Search code examples
splitparallel-processingfastagnu-parallelfastq

Split Fasta file with parallel


I have a long Fasta file (from a processed Fastq file) which I need to split into smaller files. I'm trying to do that using parallel, but I'm not sure how to. I need to split a Fasta file into smaller files, at a maximum size of 700Mb each. My goal is to save each file as {n}.faa, with sequencial numbers for n (01.faa, 02.faa, 03.faa, 04.faa ... 10.faa, 11.faa, 12.faa ... n.faa), each with approximately the same sizes. As far as I read about parallel, I'm thinking this is what I should use:

parallel -a MyFile.fasta --block 700M --pipe-part --recend '\n' --recstart '>' {} > #.faa

I have two questions here, though. First, how do I make it so each file has approximately the same size, so that for an initial file of 1500Mb I won't end with two 700Mb file and one 100Mb file, but three 500Mb file? One idea I had for this was to calculate the number of files needed (original file size / 700, rounding it up), then divide the original size by the number of files needed, and, as the number has been rounded up to an integer, I'd have the block size (less than 700Mb), so I'd be doing something like this:

original_size=$(wc -c MyFile.fasta | sed 's/ .*//')  #get size
number=`expr $original_size / 734003200 + 1`
size=`expr $(wc -c MyFile.fasta) / $number`

With this I can get the size (in bytes) each file should have, to get files with the same size, but all under 700Mb. Is there a simpler way to do this using only the parallel tool?
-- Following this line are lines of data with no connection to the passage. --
Issue #3706, opened 2023-06-02
[22b6] Edit Profile Fields Don't Support Text Editing Features After Activity Swap


gudenau:
Going into the "edit profile" pane, switching to a different activity and switching back disables text editing features (selecting, copying, pasting, etc.) in the "Profile metadata" fields. Fields added after an activity switch have the text editing features until another activity switch.

[YouTube video with the bug.](https://youtu.be/q6ut51sscwI)

* * * *
- Tusky Version: 22.0b6
- Android Version: 13 (TP1A.220624.014)
- Android Device: Pixel 4 XL
- Mastodon instance (if applicable): fosstodon.org

- [X] I searched or browsed the repo’s other issues to ensure this is not a duplicate.

PR #3707, opened 2023-06-02
Ensure textview fields can be copy/pasted

nikclayton:
The Android libraries have a bug where a TextView can forget that it contains selectable text, can be pasted in to, etc.

See https://issuetracker.google.com/issues/37095917

Fix this with an extension method that toggles the selectable state to re-enable it, and use this on the profile fields when editing an account.

Fixes https://github.com/tuskyapp/Tusky/issues/3706


connyduck (approved):
Wtf, why don't they fix this in the support library

PR #3708, opened 2023-06-02
Add a menu option to load the newest notifications

nikclayton:
- Create a flow with new items (arbitrary ints) when a reload from the top should happen
- Combine this flow with notificationFilter, so changes to either of them trigger a reload
- Provide a menu item in NotificationsFragment to initiate the reload
- Handle the action in the view model


nikclayton:
Not sold on this being necessary yet, except for debugging. I've pushed it so we can have a discussion if people think it would be valuable.

connyduck:
I would like to have this option, yes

And what should I do to have each block saved in different files? Is the "{} > #.faa" approach correct? Or would using --cat be more efficient? Also, how do I get the number "#" to be two digits each (01...10)?

Also, if it must split the file into 12 smaller files, but my computer only have 8 cores, will it use 8 cores for 8 files and as it finishes jobs run the remaining 4 jobs, or should I somehow limit my jobs to number of cores?


Solution

  • This will split into files that are around 700 MB (+- the size of a single record). They will be named 1..n:

    parallel -a MyFile.fasta --block 700M --pipe-part --recend '\n' --recstart '>' "cat >{#}"
    

    You cannot easily ask GNU Parallel to make 1500 MB into 3x500 MB instead of 2x700 MB + 1x100MB.
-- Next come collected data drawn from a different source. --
PR #3720, opened 2023-06-09
make sure the active account is always correctly saved to database

### LINKED ISSUE #3702: BaseActivity.java::openAsAccount may be buggy
`openAsAccount` changes the accountManager's activeAccount property, but does not do any of the work that AccountManager.setActiveAccount() does. In particular:
  
- The current active account is not saved
- The account passed as parameter here goes not have its `isActive` property set

This is probably a bug, per feedback on https://github.com/tuskyapp/Tusky/pull/3697/files#r1212176622, but needs proper investigation (it's called from a number of places which might depend on this behaviour).

* * * *
- Tusky Version: 21

connyduck:
closes #3702

### DIFF
--- a/app/src/main/java/com/keylesspalace/tusky/BaseActivity.java
+++ b/app/src/main/java/com/keylesspalace/tusky/BaseActivity.java
@@ -212,15 +212,8 @@ public abstract class BaseActivity extends AppCompatActivity implements Injectab
         }
     }
 
-    // TODO: This changes the accountManager's activeAccount property, but does not do any
-    // of the work that AccountManager.setActiveAccount() does. In particular:
-    //
-    // - The current active account is not saved
-    // - The account passed as parameter here goes not have its `isActive` property set
-    //
-    // Is that deliberate? Or is this a bug?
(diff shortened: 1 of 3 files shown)


app/src/main/java/com/keylesspalace/tusky/BaseActivity.java
```diff
@@ -212,15 +212,8 @@ public void showAccountChooserDialog(CharSequence dialogTitle, boolean showActiv
         }
     }
 
-    // TODO: This changes the accountManager's activeAccount property, but does not do any
-    // of the work that AccountManager.setActiveAccount() does. In particular:
-    //
-    // - The current active account is not saved
-    // - The account passed as parameter here goes not have its `isActive` property set
-    //
-    // Is that deliberate? Or is this a bug?
```
connyduck, line 221: It is definitely a bug, the setter should have never been public, and was probably only called because it looks the same as the method from Java. I tested it, works fine with this change.

nikclayton (approved):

    But you can make GNU Parallel split the file into a given number of files per jobslot. One file per jobslot:

    parallel -a MyFile.fasta --block -1 --pipe-part --recend '\n' --recstart '>' "cat >{#}"
    

    Two files per jobslot:

    parallel -a MyFile.fasta --block -2 --pipe-part --recend '\n' --recstart '>' "cat >{#}"
    

    Number of jobslots is given with -j and defaults to the number of CPU cores.

    To get the names be 01..n you have to pad them with zeros. GNU Parallel does not offer that out of the box, but in the man page in the section on --rpl you are given an example of how to define a replacement string to do just that:

    --rpl '{0#} $f=1+int("".(log(total_jobs())/log(10)));  $_=sprintf("%0${f}d",seq())'
    

    So:

    parallel -a MyFile.fasta --block 700M --pipe-part --recend '\n' --recstart '>' \
      --rpl '{0#} $f=1+int("".(log(total_jobs())/log(10)));  $_=sprintf("%0${f}d",seq())' \
      "cat >{0#}"
    

    If you use {0#} often, you can simply put the --rpl definition in ~/.parallel/config.